With this classic, I'm sure that would hold true. Let us know what you decide.


----------



## spirits (Oct 30, 2014)

*Whatever rocks your boat*

My husband loved his 2005 lexus 430. Best car ever made in his opinion. (;  But then last year a 2007 460 long version came up for sale....like your boat it is the best of the best.  I made him buy it  It had only 15000miles (27K) on it and he loves every single minute in the car. He washes it when it does not even need washing....:rofl: 


Now....our kids are grown, our house it paid off...we do not have expensive habits.....he is 73 in good health and I say...we have been frugal all our lives.  If we want something now, have money in the bank and want something...well, we just do ahead and do it.

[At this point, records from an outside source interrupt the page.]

PR #406, opened 2024-06-12
feat: tuple unpack rewrite

### LINKED ISSUE #380: Add a pass to remove tuples from circuits
Try to flatten every tuple into individual bits/qubits, so that it can be converted to a pytket circuit.

This may be implemented on the hugr lib instead of here.

aborgna-q:
Adds a pass for removing tuple packs immediately followed by tuple unpacks.

Currently this only removes one-to-one connections.
The code should work for one-to-many, but there's a bug in hugr's `SimpleRewrite` that prevents us from having replacements where multiple outputs are connected to a single input.
See https://github.com/CQCL/hugr/issues/1190.

Closes #380

### DIFF
--- a/tket2/src/passes/tuple_unpack.rs
+++ b/tket2/src/passes/tuple_unpack.rs
@@ -71,8 +71,10 @@ fn make_rewrite<T: HugrView>(circ: &Circuit<T>, cmd: Command<T>) -> Option<Circu
         return None;
     }
 
-    // TODO: SimpleReplacement currently fails when replacements have multiports.
+    // TODO: SimpleReplacement fails when replacements have multiports.
     // We only support matching a single unpack for now.
+    //
+    // This can be removed once https://github.com/CQCL/hugr/pull/1191 gets released.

I am not sure of your financial situation...but if you have the money for this want.....go do it.  You can cut back and eat franks and beans if need be 

A boat like that will always put a smile on your face.  You can always sell itif you get tired of it.


----------



## Talent312 (Oct 30, 2014)

Not only should you buy it, but you should immediately head for Cane Garden Bay in the British Virgin Islands (been there, loved it).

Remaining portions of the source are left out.